Word Representations via Gaussian Embedding05 Nov 2017
- Existing word embedding models like Skip-Gram, GloVe etc map words to fixed sized vectors in a low dimensional vector space.
- This fixed point setting cannot capture uncertainty about representation.
- Further, these fixed point vectors are compared with measures like dot product and cosine similarity which are not suitable for capturing asymmetric properties like textual entailment and inclusion.
- The paper proposes to learn Gaussian function embeddings (with diagonal covariance) for the word vectors.
- This way, the words are mapped to soft regions in the embedding space which enables modeling uncertainty and asymmetric properties like inclusion and uncertainty.
- Link to the paper
- KL divergence is used as the asymmetric distance function for comparing the distributions.
- Unlike the Word2Vec model, the proposed model uses ranking-based loss.
Similarity Measures used
- For two gaussian distributions, Pi and Pj, compute the inner product E(Pi, Pj) as N(0; meani - meanj, sigmai + sigmaj).
- Compute the gradient of mean and sigma with respect to log(E).
The resulting loss function can be interpreted as pushing the means closer which encouraging the two gaussians to be more concentrated.
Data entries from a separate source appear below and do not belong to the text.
PR #17834, opened 2023-09-08
Include missing options to core changefeed sql page

kathancox:
Fixes DOC-8692

Adds options to the `EXPERIMENTAL CHANGEFEED FOR` options table, that work with the statement and were missing from the table.


kathancox:
While this work still needs to be done, this PR is now very out of date and lower priority. Closing this work for now

PR #17869, opened 2023-09-12
DOC-8571 change backup process to not send requests for spans

ashleykwtam:
Addresses DOC-8571, DOC-8629:
- Added a note on the backup process as backups now skip contacting the ranges for tables on which `exclude_data_from_backup is set`, and can thus succeed even if an excluded table is unavailable

Preview:
https://deploy-preview-17869--cockroachdb-docs.netlify.app/docs/stable/take-full-and-incremental-backups#exclude-a-tables-data-from-backups


src/current/v23.1/take-full-and-incremental-backups.md
```diff
@@ -283,7 +283,9 @@ For more examples on how to schedule backups that take full and incremental back
...
 
-It is important to note that the backup will still contain the table, but it will be empty. Setting this parameter prevents the cluster or database backup from delaying [GC TTL]({% link {{ page.version.version }}/configure-replication-zones.md %}#gc-ttlseconds) on the key span for this table, and it also respects the configured GC TTL. This is useful when you want to set a shorter garbage collection window for tables containing high-churn data to avoid an accumulation of unnecessary data.
+It is important to note that the backup responds with an empty table, excluding the data. The backup process does not send requests for spans from excluded tables when conducting database, table, or cluster backups. Tenant backups will dispatch export requests to every range for the tenant span, and the ranges that host excluded tables will persist in responding with no data. The backups will succeed even when a table is unavailable, if, and only if, that table is excluded.
```
dt, line 286: I don't know if "responds" is quite what I'd say, since that could be ambiguous as to whether we're talking about the _response_ to the backup statement or the backup produced.

maybe "the backup produced contains" ? 

I do wonder if "does not send requests for spans" might be in lower level terms than most users reading this will be understanding? Perhaps the backup process "does not contact the KV storage layer to retrieve the contents of excluded..." ?

Tenant backups are not currently user-facing features, so I think we can drop the penultimate sentence entirely. 

So I might change this paragraph to:
> A a table which excludes its data from backups will still appear in backups, for example of the cluster or of the database that contains it, but will appear empty. The backup process will not attempt to contact KV storage layer ranges to retrieve data for tables which are excluded from backup. Thus backups may continue to succeed even when some ranges or regions are unavailable if and only if the unavailable ranges are in tables which are excluded from backups.

dt (approved):

MichaelTrestman (approved):
LGTM

dt (approved):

- Use KL divergence to encode the context distribution.
- The benefit over the symmetric setting is that now entailment type relations can also be modeled.
- For example, a low KL divergence from x to y indicates that y can be encoded as x or that y “entails” x.
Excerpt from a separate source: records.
PR #17871, opened 2023-09-12
Azure upgrades

gemma-shay:
https://cockroachlabs.atlassian.net/browse/DOC-7937

Guessing at Oct 1 release but can update
Is it accurate that Azure clusters cannot currently be upgraded?


mdlinville (commented):
I think you also need to remove the relevant limitations from `cockroachdb-dedicated-on-azure.md`.

gemma-shay:
@mdlinville i'm not seeing anything related to upgrades/maintenance on https://www.cockroachlabs.com/docs/cockroachcloud/cockroachdb-dedicated-on-azure

mdlinville:
> @mdlinville i'm not seeing anything related to upgrades/maintenance on https://www.cockroachlabs.com/docs/cockroachcloud/cockroachdb-dedicated-on-azure

I woonder if it is worth adding "but can be upgraded" after "can't be modified" here.

PR #17882, opened 2023-09-13
Update the cdc prev example to select columns and filter rows

kathancox:
Fixes DOC-8800

Updates the `cdc_prev` examples on the CDC queries page, so that they do not just `SELECT *`. The reason for this is that customers can use a regular changefeed with the `diff` option to achieve the same thing, if they do not need filtering.

The updated examples better fit with how we recommend customers to use either CDC queries and regular changefeeds.


src/current/v23.1/cdc-queries.md
```diff
@@ -174,18 +174,22 @@ To emit the previous state of a row, it is necessary to explicitly call `cdc_pre
...
-CREATE CHANGEFEED INTO 'external://sink' AS SELECT *, cdc_prev FROM movr.rides;
+CREATE CHANGEFEED INTO 'external://sink' AS SELECT rider_id, vehicle_id, cdc_prev FROM movr.rides;
 ~~~
 
 To emit the previous state of a column, you can specify this as a named field from the `cdc_prev` tuple with the following syntax:
 
 {% include_cached copy-clipboard.html %}
 ~~~ sql
-CREATE CHANGEFEED INTO 'external://sink' AS SELECT *, cdc_prev FROM movr.vehicles WHERE (cdc_prev).status = 'in_use';
+CREATE CHANGEFEED INTO 'external://sink' AS SELECT owner_id, current_location, cdc_prev FROM movr.vehicles WHERE (cdc_prev).status = 'in_use';
```
miretskiy, line 184: perhaps SELECT (cdc_prev).owner_id as old_owner_id, (cdc_prev).status as old_status to make it clear that you don't need to select the entire "cdc_prev" and can also limit it to the columns that are interesting.

It's okay if you think that omitting this makes it clearer.

miretskiy (approved):

ashleykwtam (approved):
LGTM!

src/current/v23.1/cdc-queries.md
kathancox: I have updated — it seems a better fit here for the example to only request the `cdc_prev` data on a column.

kathancox:
TFTRs!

- One of the two notions of similarity is chosen and max-margin is used as the loss function.
- Mean is regularized by adding a simple constraint on the L2-norm.
- For covariance matrix, the eigenvalues are constrained to lie within a hypercube. This ensures that the positive-definite property of the covariance matrix is maintained while having a constraint on the size.
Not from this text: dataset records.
Issue #70609, opened 2022-11-30
Stats polish: Posting activity UI


jeffgolenski:
# Development

### Must have:
- [x] Restyle container and header.
  - [x] Remove card borders.
  - [x] Enlarge the title and change font to match the headers on the Traffic page.

- [x] Restyle "day" squares within each month. 
  - [x] Add 2px border-radius to each square.
  - [x] Increase size of each day square to be 12x12px. Padding between each should be 4px.

- [x] Restyle the chart legend ("Fewer ■■■■■ More Posts").
  - [x] Should be centered and enlarged.
  - [x] Remove padding between squares in this area.
  - [x] Add 5px rounded corners.

- [x] Orient each month square horizontally instead of vertically. [See Filipe's comment](https://github.com/Automattic/wp-calypso/issues/70609#issuecomment-1333620075).

- [x] Make the interface more responsive.
  - [x] Show the posting activity section in a mobile viewport.
  - [x] Reduce the number of months shown depending on the viewport width.

### Nice to have:

- [ ] Improve styling when hovering over a day square.
  - [x] Display the date, day of the week, and amount of posts published in the hover tooltip.
  - [x] Increase the size of the hovered "day" square to 14x14 px, if possible.
  - [ ] Drop all other day squares' opacity to 50% when a day square is being hovered.

- [x] ~~Add arrow navigation so users can scan back past 12 months.~~ (This is no longer a valid task -@jsnmoon)

Must-have items must be completed before closing this issue. Please spin off any unfinished tasks into separate issues.

# Design

### Details

Just making note of a few refinements to make on the insights graphs. Nothing major, just some visual polish. Breaking down each section for easier consumption

### **Posting activity**

**Current**
![Screen Shot 2022-11-30 at 5 22 49 PM](https://user-images.githubusercontent.com/214813/204921058-2a41e69d-d150-403d-aa73-884ff73e83bf.png)

**After:**
<img width="1792" alt="Post activity" src="https://user-images.githubusercontent.com/214813/204922717-c9f1e167-1282-40f4-8ac0-8efde24e1d45.png">

![Screen Shot 2022-11-30 at 5 40 00 PM](https://user-images.githubusercontent.com/214813/204923706-7b259bbc-057d-411e-a8f6-b394002ce125.png)

In context:
[...]

PR #71676, opened 2023-01-04
Stats: fix some details on the Posting Activity section

wilmersondasilva:
#### Proposed Changes

* Fix the horizontal margins on mobile
* Refactor the CSS by moving the tooltip CSS rules to a more appropriate CSS file

#### Testing Instructions

* Go to the Calypso live link
* Navigate to the Insights tab
* Ensure the Posting Activity section has a horizontal margin on mobile
* Ensure the tooltip on the Posting Activity looks the same as before (see the screenshot below)

#### Screenshots

image
image

#### Pre-merge Checklist

Related to #70609


client/components/tooltip/style.scss
```diff
@@ -1,3 +1,7 @@
+@import "@automattic/typography/styles/variables";
+
+$post-trends-box-shadow-color: #0000000d;
```
grzegorz-cp: Do you think that using rgba value here would be easier to understand?

client/components/tooltip/style.scss
```diff
@@ -196,4 +200,45 @@
 			background: var(--studio-gray-100);
 		}
 	}
+
+	&.post-trends-day__tooltip {
```
grzegorz-cp: Do you think this is a better place? We are putting a specific CSS class (for one component) in a generic component. 
I had a similar problem with the annual highlight popover. If we need the same styles, maybe it would be better to create another variant for the tooltip (and avoid components specific classes in favour of something like a tooltip--dark)?

client/components/tooltip/style.scss
wilmersondasilva: Yes, I do. I'll change it

client/components/tooltip/style.scss
wilmersondasilva: What did you do in the situation you mentioned? Can I take a look at your PR?

grzegorz-cp: I kept most of the CSS specific to my component in that component's SCSS file. That's what you did initially here.
Here's the PR: https://github.com/Automattic/wp-calypso/pull/71159/files 
I think we share some of the styles, so maybe we should extract them into yet another component.
If you've got a different idea, we can talk about it, but if you'd like to follow this one, it might be better to do it in another PR. What do you think?

wilmersondasilva: @grzegorz-cp got it. I like this idea. I'll create the variant for the tooltip on this PR, and regarding extracting them into another component, I agree that we can do it in another PR.

client/components/tooltip/style.scss
```diff
@@ -1,3 +1,7 @@
+@import "@automattic/typography/styles/variables";
+
+$post-trends-box-shadow-color: rgba(0, 0, 0, 0.05);
```
jsnmoon:
```suggestion
$large-tooltip-box-shadow-color: rgba(0, 0, 0, 0.05);
```

client/components/tooltip/style.scss
```diff
@@ -1,3 +1,7 @@
+@import "@automattic/typography/styles/variables";
```
jsnmoon: Where is this import being used within this file? If we're not using this, then let's omit this change from the PR.

jsnmoon (approved):
Changes look reasonable; I left two nitty pieces of feedback inline.

client/components/tooltip/style.scss
wilmersondasilva: Thanks, Jason!

client/components/tooltip/style.scss
wilmersondasilva: Well observed! Thanks!

grzegorz-cp:
Looks good. Thanks for making the changes.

- Polysemous words have higher variance in their word embeddings as compared to specific words.
- KL divergence (with diagonal covariance) outperforms other models.
- Simple tree hierarchies can also be modeled by embedding into the Gaussian space. A Gaussian is created for each node with randomly initialized mean and the same set of embeddings is used for nodes and context.
- For word similarity benchmarks, embeddings with spherical covariance have a slight edge over embeddings with diagonal covariance and outperform the Skip-Gram model in all the cases.
- Use combinations of low rank and diagonal matrices for covariances.
- Improved optimisation strategies.
- Trying other distributions like Student’s-t distribution.